Alzheimer's disease is a neurological disorder in which the death of brain cells causes memory loss and cognitive decline. A neurodegenerative type of dementia, the disease starts mild and gets progressively worse destroying memory and other important mental functions. The total brain size shrinks with Alzheimer's - the tissue has progressively fewer nerve cells and connections. It is the most common cause of dementia in older adults; a neurodegenerative disease characterized by the gradual loss of cognitive ability in association with the neuropathological findings of abnormal protein aggregates (neuritic plaques and neurofibrillary tangles) and neuron loss in the cerebral cortex.
Parkinsonism complex of symptoms including resting tremor, bradykinesia/akinesia, rigidity, and postural instability that are due to striatal dopamine deficiency or reduced function; may be seen in a variety of neurodegenerative disorders including idiopathic Parkinson’s disease (PD) which is a long-term degenerative disorder of the central nervous system that mainly affects the motor system, Lewy body dementia, corticobasal degeneration, progressive supranuclear palsy, multisystems atrophy. Parkinson's disease can cause neuropsychiatric disturbances, which can range from mild to severe. This includes disorders of speech, cognition, mood, behaviour, and thought. Cognitive disturbances can occur in the early stages of the disease and sometimes prior to diagnosis, and increase in prevalence with duration of the disease.

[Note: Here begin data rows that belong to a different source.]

PR #550, opened 2023-07-10
Enable keyhole fix permanently + gameplay timer initialisation fix

Wohlstand:
For the future speedrun needs, there are next changes done:
- The keyhole framerate fix became a permanent update with no way to disable (The compatibility flag has been removed).
- Changed the gameplay timer initialisation: begin the counting of cycles with 0 rather than with 1.

@0lhi, please test the whole thing and give a review on the whole thing.


0lhi:
I made a new Unit Test including two variations of KeyHoleTest - the difference between the two being that the first and second levels are switched: [KeyHoleTest.zip](https://github.com/Wohlstand/TheXTech/files/12001731/KeyHoleTest.zip)

Here's the situation on TXT 1.3.6:

Insta-End Level: *00.015 / 00.000* ❌

Scr_2023-07-10_14-12-58

Run-Level: *01.965 / 01.965* ✔️

Scr_2023-07-10_14-13-28

Here's the situation in the current PR:

Insta-End Level: *00.000 / 00.000* ✔️

Scr_2023-07-10_14-23-29

Run-Level: *01.950 / 01.965* ❌

Scr_2023-07-10_14-40-14

We have three goals to accomplish:

1. The Level Timer must always report the same time for auto-runs.
2. Both variations of KeyHoleTest must report the same Final Time (either 11.731 or 11.746)
3. Comparisons against SMBX-R must remain Valid.

0lhi:
@ds-sloth When restarting inside a test, the game is searching for controllers again, ignoring currently pressed buttons. This is a run-killer. The game must consider inputs from the very first frame.

@Wohlstand On that matter, restarts are too fast. Chances are the level already began before the Player can take the perfect starting position (in case of the KeyholeRun, Run+Right). There should be an artificial loading time of at least one second.

Wohlstand:
About the second test, why it counted less than before: just because at 1.3.6, all timers had to start from 1. Now all timers start from 0. The 1 was a workaround in order to match the buggy timer for SMBX2 that counted an extra frame.

0lhi:
> The 1 was a workaround in order to match the buggy timer for SMBX2 that counted an extra frame.

Yeah, so, we don't care about that anymore. There has to be a different reason why it has a different behavior on a new game though, no matter if it's 0 or 1? Do you have an idea what it could be?

ds-sloth:
Added a number of changes (described in their commit messages) to try to address @0lhi's comments here.

Note that these changes are touching a large number of game modules, so I'd prefer us to merge this branch via the **Rebase and merge** option so that all of the commits show up on the main tree, instead of one big and hard-to-blame commit. This also means it would be nice to avoid doing any `main` -> `wip-keyhole-permafix` merges if possible.

ds-sloth:
@0lhi can you please explain the case you marked with an :x: in your recent message? How would that be fixed?

ds-sloth:
@0lhi, thanks for explaining the situation on Matrix. The problem was that the episode-first frame was treated differently from other frames in the gameplay timer, and I fixed that.

At your convenience can you please run your tests again and verify that the logic is fixed?

0lhi:
Logic is perfect now 👍

UI is still hard on the eyes though.

Scr_2023-07-23_14-13-11

What's the information below the framerate? Is that needed here?

Can you make it so that "P1 Disconnected" and the Input Display are never simultaneously onscreen?

Can you make it so that the Character is displayed in a better visible position?

Scr_2023-07-23_14-14-09

Can you make it so that the "P1 Connected" message never makes it to the next level? Ideally the very first run starts without it.

Also, the Level Timer shouldn't increase post-level. Episode Timer probably isn't needed at all.

ds-sloth:
> What's the information below the framerate? Is that needed here?

Frame time as a percentage of target time, average and max. The whole performance profiling system could use a graphical overhaul before the 1.3.7 release. These numbers were added to the main screen (instead of the debug info screen) because the debug info screen covers the entire screen at low resolutions. For 1.3.6.1, I'll just disable these frame time measures. I'll make a separate issue about this.

> Can you make it so that "P1 Disconnected" and the Input Display are never simultaneously onscreen?

Sure. That'll just require adding a check to the input display for whether the quick reconnect screen is active for that player.

> Can you make it so that the Character is displayed in a better visible position?

This is a glitch from accidentally rendering a non-existent "level"; the background is meant to be black. I'll try to fix that. If we want to display the character, we should do it intentionally. (Takes a bit of work.)

> Can you make it so that the "P1 Connected" message never makes it to the next level?

Good idea. Easy enough to do it for this special case.

> Also, the Level Timer shouldn't increase post-level.

Great note. Easy to do using the negative `LevelBeatCode` values I use to signal a start / restart testing menu.

> Episode Timer probably isn't needed at all.

Good point. I'll just disable the display of it during level tests.

ds-sloth:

Epilepsy is a chronic brain disorder of various causes characterized by recurrent unprovoked seizures. Epilepsy is a chronic disorder that causes unprovoked, recurrent seizures. A seizure is a sudden rush of electrical activity in the brain. There are two main types of seizures. Generalized seizures affect the whole brain. Focal, or partial seizures, affect just one part of the brain. A mild seizure may be difficult to recognize. It can last a few seconds during which you lack awareness. Stronger seizures can cause spasms and uncontrollable muscle twitches, and can last a few seconds to several minutes. During a stronger seizure, some people become confused or lose consciousness. Afterward they may have no memory of it happening.